En marzo de 1970, Pier Paolo Pasolini visitó la Argentina. Vino acompañado de Maria Callas, o mejor debería decir que la que vino fue Maria Callas acompañada de Pier Paolo Pasolini, porque efectivamente la celebridad era ella. En todas las fotos de aquellos días, Pasolini aparece en segundo plano, como falso consorte, a veces unos metros, a veces unos centímetros detrás de la Callas. Ella venía de soportar un período tristísimo, luego de su separación de Aristóteles Onassis y luego de que éste contrajera matrimonio con Jacqueline Kennedy. Tal vez aprovechando esa debilidad o tal vez no, simplemente porque lo deseaba, Pasolini le propuso a la soprano protagonizar Medea, papel que ella aceptó y que significó su única intervención eficaz en el mundo del cine.
En 1970 gobernaba Onganía, lo que significaba que todos los organismos oficiales, como siempre en tiempos de dictaduras, estaban contaminados por la presencia de al menos un militar. Y claro está, regía la censura, esa Gestapo del espíritu, por la que siempre sintieron atracción todos los gobiernos, fascistas y no fascistas. Porque, como decía Barthes, el fascismo no consiste en impedir decir, sino en obligar a decir; de modo que si impedir decir no es fascismo, parecen decirse los gobernantes argentinos, entonces impidamos. Teorema, de Pasolini, había intentado estrenarse en la Argentina en 1969, pero el film no había pasado el control de calidad moral de la censura. Invitados Pasolini y Maria Callas a presentar Medea en el Festival Internacional de Mar del Plata, algún iluso pensó que era la ocasión propicia para que se exhibiera de una buena vez Teorema en la Argentina, pero estaba equivocado.
Quedan pocos registros de esos tres días que Pasolini y Callas pasaron en Mar del Plata: una rueda de prensa donde los presentes querían saber más del supuesto amor entre el director y la cantante, algo que tenía mucho de cierto y mucho de delirio: Pasolini había dicho alguna vez que después de su madre, la mujer a la que más amaba era Maria Callas, lo cual podía ser estrictamente serio, porque de esa afirmación quedaban excluidos todos los hombres que amaba, o al menos uno, el más importante: Ninetto Davoli. Seguramente Maria Callas había cedido a los encantos de Pasolini: bello, atento, inteligente, bien educado y dulce: todo lo que necesitaba una mujer herida.

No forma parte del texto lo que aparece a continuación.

Issue #6036, opened 2023-10-18
tech: improve performance of build_ordered_cell_types_by_tissue by removing pandas df iteration with iloc


atarashansky:
https://github.com/chanzuckerberg/single-cell-data-portal/blob/3fd65811b39a2c8f39e790ece16dc246d0d114f6/backend/wmg/api/v2.py#L392

The above line is iterating through the pandas DF row by row, which is slow for large DFs.

A performance optimization was previously applied for `build_expression_summary`:
 - https://github.com/chanzuckerberg/single-cell-data-portal/blob/3fd65811b39a2c8f39e790ece16dc246d0d114f6/backend/wmg/api/v2.py#L319

This optimization iterates over numpy arrays (columns) instead of the pandas dataframe. The same technique can be applied to the cell types by tissue function.

atarashansky:
After implementing the above fix ([rdev here](https://new-wmg-frontend.rdev.single-cell.czi.technology/gene-expression)) the runtime of the `build_ordered_cell_types_by_tissue` function improved by 160X (8s to 50ms)

PR #6059, opened 2023-10-23
feat(wmg): performance improvements

atarashansky:
## Performance improvements
There are two performance improvements included in this PR.

 - Update build_ordered_cell_types_by_tissue to iterative over numpy arrays instead of pandas DataFrame rows.
   - This reduces runtime from 8s to 50ms for large queries.
 - Re-write the gene expression rollup function. Instead of rolling up a tidy pandas dataframe, the dataframe is reshaped into a 2D numpy array per numeric column, where the rows correspond to groups excluding gene and the columns correspond to genes. Rollup is performed on this 2D array and then reshaped into a pandas dataframe.
   - This also includes a performance optimization to find_descendants_per_cell_type where a hash table is used to store descendants for cell types so that the operation does not need to be needlessly repeated.
   - This reduces runtime for queries, especially large ones with compare dimension selected (e.g. 11s before to 3s after). it also dramatically reduces memory used (e.g. 5GB before to 500MB after).

## Reason for Change

- #6036

## Changes

- add
- remove
- modify

## Testing steps

### DIFF
--- a/backend/common/utils/rollup.py
+++ b/backend/common/utils/rollup.py
@@ -46,15 +46,21 @@ def find_descendants_per_cell_type(cell_types):
     descendants_per_cell_type : list
         List of lists of descendants for each cell type in the input list.
     """
-
+    lookup_table = {}
+    cell_types_set = set(cell_types)
     relatives_per_cell_type = []
     for cell_type in cell_types:
-        relatives = descendants(cell_type)
-        relatives_per_cell_type.append(relatives)
+        if ";;" in cell_type:
+            prefix, suffix = cell_type.split(";;")
+            suffix = ";;" + suffix
+        else:
+            prefix = cell_type
+            suffix = ""
+        if cell_type not in lookup_table:
+            relatives = [f"{i}{suffix}" for i in descendants(prefix)]
+            lookup_table[cell_type] = list(cell_types_set.intersection(relatives))
 
-    for i, children in enumerate(relatives_per_cell_type):
-        # remove descendent cell types that are not cell types in the WMG data
-        relatives_per_cell_type[i] = list(set(children).intersection(cell_types))
+        relatives_per_cell_type.append(lookup_table[cell_type])
 
     return relatives_per_cell_type
 
--- a/backend/common/utils/rollup.py
+++ b/backend/common/utils/rollup.py
@@ -34,7 +34,16 @@ def ancestors(cell_type):
 
 def find_descendants_per_cell_type(cell_types):
     """
-    Find the ancestors or descendants for each cell type in the input list.
+    Find the descendants for each cell type in the input list.
+    Terms are only considered descendants if they are present in the input list.
+
+    Terms can be suffixed with ";;{A_0}--{B_0}--..." to indicate that only descendants within the same
+    group specified by the suffix should be considered. For example, if the term is
+    "CL:0000540;;{tissue_0}--{disease_0}" then only descendants with the same tissue_0 and disease_0
+    will be considered.
+
+    This is useful for rolling up cell types within groups (e.g. tissues) but not across groups.
+
 
     Parameters
     ----------
@@ -46,10 +55,15 @@ def find_descendants_per_cell_type(cell_types):
     descendants_per_cell_type : list
         List of lists of descendants for each cell type in the input list.
     """
+    # a lookup table to avoid redundant ontology lookups
     lookup_table = {}
+
+    # a set of all cell types in the input list
+    # used to compute intersections with descendants
     cell_types_set = set(cell_types)
     relatives_per_cell_type = []
     for cell_type in cell_types:
+        # if the input cell types are suffixed, only consider descendants within the same group
         if ";;" in cell_type:
             prefix, suffix = cell_type.split(";;")
             suffix = ";;" + suffix
@@ -57,7 +71,9 @@ def find_descendants_per_cell_type(cell_types):
             prefix = cell_type
             suffix = ""
         if cell_type not in lookup_table:
+            # find descendants of cell type and re-suffix them
             relatives = [f"{i}{suffix}" for i in descendants(prefix)]
+            # only consider descendants (+suffixes) that are in the input list
             lookup_table[cell_type] = list(cell_types_set.intersection(relatives))
 
         relatives_per_cell_type.append(lookup_table[cell_type])
--- a/backend/wmg/api/common/rollup.py
+++ b/backend/wmg/api/common/rollup.py
@@ -83,23 +83,33 @@ def _rollup_gene_expression(gene_expression_df, universal_set_cell_counts_df) ->
         and likely greater size than the input gene expression dataframe that includes combinations
         for which numeric values should be aggregated during the rollup operation.
     """
+    # if the gene expression dataframe is empty, then there is nothing to roll up
     if gene_expression_df.shape[0] == 0:
         return gene_expression_df
 
+    # get the numeric columns in the gene expression dataframe
     numeric_columns = list(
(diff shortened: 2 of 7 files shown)


tests/unit/backend/wmg/api/test_v2.py
```diff
@@ -66,12 +67,9 @@ def generate_expected_term_id_labels_dictionary(
...
     result = {}
     result["cell_types"] = {}
-    # assume tissues are sorted, and cell types are sorted within each tissue
-    # assume the length of cell types is the dimensionality of each column in the
-    # test snapshot (i.e. each tissue contains all fake cell types).
-    # this line determines the starting order for each cell type in each tissue.
-    orders = [int(tissue.split("_")[-1]) * len(cell_types) for tissue in tissues]
-    for tissue, order in zip(tissues, orders):
+
+    order = -1
```
atarashansky, line 71: Temporary - working on this test

backend/common/utils/rollup.py
```diff
@@ -46,15 +46,21 @@ def find_descendants_per_cell_type(cell_types):
...
-        relatives_per_cell_type[i] = list(set(children).intersection(cell_types))
+        if ";;" in cell_type:
+            prefix, suffix = cell_type.split(";;")
+            suffix = ";;" + suffix
+        else:
+            prefix = cell_type
+            suffix = ""
+        if cell_type not in lookup_table:
+            relatives = [f"{i}{suffix}" for i in descendants(prefix)]
+            lookup_table[cell_type] = list(cell_types_set.intersection(relatives))
```
atarashansky, line 61: Using a hash table to avoid needing to repeat this operation

backend/common/utils/rollup.py
```diff
@@ -46,15 +46,21 @@ def find_descendants_per_cell_type(cell_types):
...
+    cell_types_set = set(cell_types)
     relatives_per_cell_type = []
     for cell_type in cell_types:
-        relatives = descendants(cell_type)
-        relatives_per_cell_type.append(relatives)
-
-    for i, children in enumerate(relatives_per_cell_type):
-        # remove descendent cell types that are not cell types in the WMG data
-        relatives_per_cell_type[i] = list(set(children).intersection(cell_types))
+        if ";;" in cell_type:
```
atarashansky, line 53: Cell types can be suffixed with ";;" if descendants need to be calculated within groups only.

For example, `"CL:0000540;;UBERON:0002048--PATO:0000461"` means that CL:0000540 is in tissue UBERON:0002048 and disease PATO:0000461. Descendants of CL:0000540 will be restricted to those that are in the above group.

backend/wmg/api/common/rollup.py
```diff
@@ -85,53 +83,58 @@ def _add_missing_combinations_to_gene_expression_df_for_rollup(
         and likely greater size than the input gene expression dataframe that includes combinations
         for which numeric values should be aggregated during the rollup operation.
     """
-    # extract group-by terms and queried genes from the input dataframes
-    # if a queried gene is not present in the input dot plot dataframe, we can safely
-    # ignore it as it need not be rolled up anyway.
-    group_by_terms = list(universal_set_cell_counts_df.index.names)
-    genes = list(set(gene_expression_df["gene_ontology_term_id"]))
+    if gene_expression_df.shape[0] == 0:
+        return gene_expression_df
```
atarashansky, line 87: do nothing if df is empty.

backend/wmg/api/common/rollup.py
```diff
@@ -85,53 +83,58 @@ def _add_missing_combinations_to_gene_expression_df_for_rollup(
...
+    group_by_terms = list(universal_set_cell_counts_df.index.names)
+    available_combinations = set(universal_set_cell_counts_df.index.values)
 
-    # get the total number of cells per tissue to populate the n_cells_tissue in the added entries
-    n_cells_tissue_dict = gene_expression_df.groupby("tissue_ontology_term_id").first()["n_cells_tissue"].to_dict()
+    numeric_columns.remove("n_cells_tissue")
 
-    # get the set of available combinations of group-by terms from the aggregated cell counts
-    available_combinations = set(universal_set_cell_counts_df.index.values)
+    pivoted = gene_expression_df.pivot_table(
```
atarashansky, line 98: pivot the tidy dataframe into a 2D array with indices corresponding to `group_by_terms` and columns corresponding to genes.

backend/wmg/api/common/rollup.py
```diff
@@ -85,53 +83,58 @@ def _add_missing_combinations_to_gene_expression_df_for_rollup(
...
+        index=group_by_terms, columns=["gene_ontology_term_id"], fill_value=0, values=numeric_columns, aggfunc="sum"
+    )
+    genes = np.array(pivoted["sum"].columns.tolist())
+    missing_combinations = list(available_combinations.difference(pivoted.index.values))
+    dense_tables = np.stack(
```
atarashansky, line 103: Stack the 2D tables for sum, nnz, etc (N x M x P) where P is the number of numeric metadata

backend/wmg/api/common/rollup.py
```diff
@@ -85,53 +83,58 @@ def _add_missing_combinations_to_gene_expression_df_for_rollup(
...
+    multi_index = pd.MultiIndex.from_tuples(pivoted.index.tolist() + missing_combinations, names=group_by_terms)
+    group_by_terms.remove("cell_type_ontology_term_id")
+    group_by_terms = ["cell_type_ontology_term_id"] + group_by_terms
 
-    # for each gene, get the set of available combinations of group-by terms from the input expression dataframe
-    entries_to_add = []
-    for gene in genes:
-        gene_expression_df_per_gene = gene_expression_df[gene_expression_df["gene_ontology_term_id"] == gene]
-        available_combinations_per_gene = set(zip(*gene_expression_df_per_gene[group_by_terms].values.T))
+    multi_index = multi_index.reorder_levels(group_by_terms)
```
atarashansky, line 115: Make cell type first in every multi-index tuple

backend/wmg/api/common/rollup.py
```diff
@@ -85,53 +83,58 @@ def _add_missing_combinations_to_gene_expression_df_for_rollup(
...
+        if col > 1:
+            cell_types_for_rollup = np.char.add(cell_types_for_rollup, "--")
+        cell_types_for_rollup = np.char.add(cell_types_for_rollup, multi_index_array[:, col])
 
-    # add the missing entries to the input expression dataframe
-    gene_expression_with_missing_combos_df = pd.concat((gene_expression_df, pd.DataFrame(entries_to_add)), axis=0)
+    dense_tables = rollup_across_cell_type_descendants_array(dense_tables, cell_types_for_rollup)
 
-    return gene_expression_with_missing_combos_df
+    row, col = dense_tables[:, :, 0].nonzero()
```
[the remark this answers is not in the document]
prathapsridharan: By the `0` in the last index, you are inferring that if one of the numeric columns is non-zero then all numeric columns are non-zero? If so, perhaps a comment might help?

backend/wmg/api/common/rollup.py
prathapsridharan: A comment stating that `N is the size of the multi-dim index (tissue, cell-type, compare-dim)`, `M is the number of genes for each [tissue, cell-type, compare-dim]`, and `P is the number of non-numeric columns for [tissue, cell-type, compare-dim, gene]`.

Doesn't have to be exactly as I state but something gives an idea for the input structure and the output would be helpful

prathapsridharan (approved):
Great work here!

Just some comments about adding some explanatory comments. If you could expand upon your inline PR comments and add it to the code, it would help understanding quite a bit.

These ndarray transformations are a bit tough to wrap one's head around. I imagine it will be even harder if some time passes. It would be pretty helpful to have just enough explanatory comments in the code to help the reader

Para muchos, entonces, los ojos estaban puestos sobre Maria Callas. Como para Eugenio Newton, un argentino descendiente del granjero estadounidense Joseph Glidden, el inventor del alambre de púas, quien apasionado de la ópera se aventuró al Alvear Palace donde estaba alojada la cantante y la esperó en el lobby, cámara fotográfica en mano. Cuando la diva apareció, Newton se acercó a ella y le preguntó si tendría la amabilidad de posar para él, cosa que milagrosamente ella aceptó. Newton le tomó una foto y luego le propuso salir a la calle, donde podría retratarla con mejor luz. Milagrosamente también, Callas aceptó, y Newton pudo tomarle una segunda fotografía. Para luego decepcionarse al descubrir que había olvidado sacar la tapa del objetivo: dos fotos negras como el destino fue todo lo que consiguió de aquellos dos milagros.
Algunos pocos estudiantes de cine prefirieron confrontarse con Pasolini, cosa a lo que el director accedió, detrás de un biombo en el restaurante del hotel. Una Blackie rendida ante sus encantos intelectuales lo entrevistó para la televisión: Pasolini reía al ser tratado de “maestro”, él, que no tenía nada que enseñar y todo que discutir. Un joven Mario Mactas lo entrevistó para Gente. El título rezaba: “Un creador desesperado”.
En aquel festival de cine del 70, para confirmar la famosa Ley de Murphy, todo lo que podía haber salido mal, salió mal. La lista de errores, problemas y equivocaciones es infinita. Pero Pasolini no parecía especialmente molesto por todo eso. Había venido a Mar del Plata a presentar su Medea al mundo, no a competir.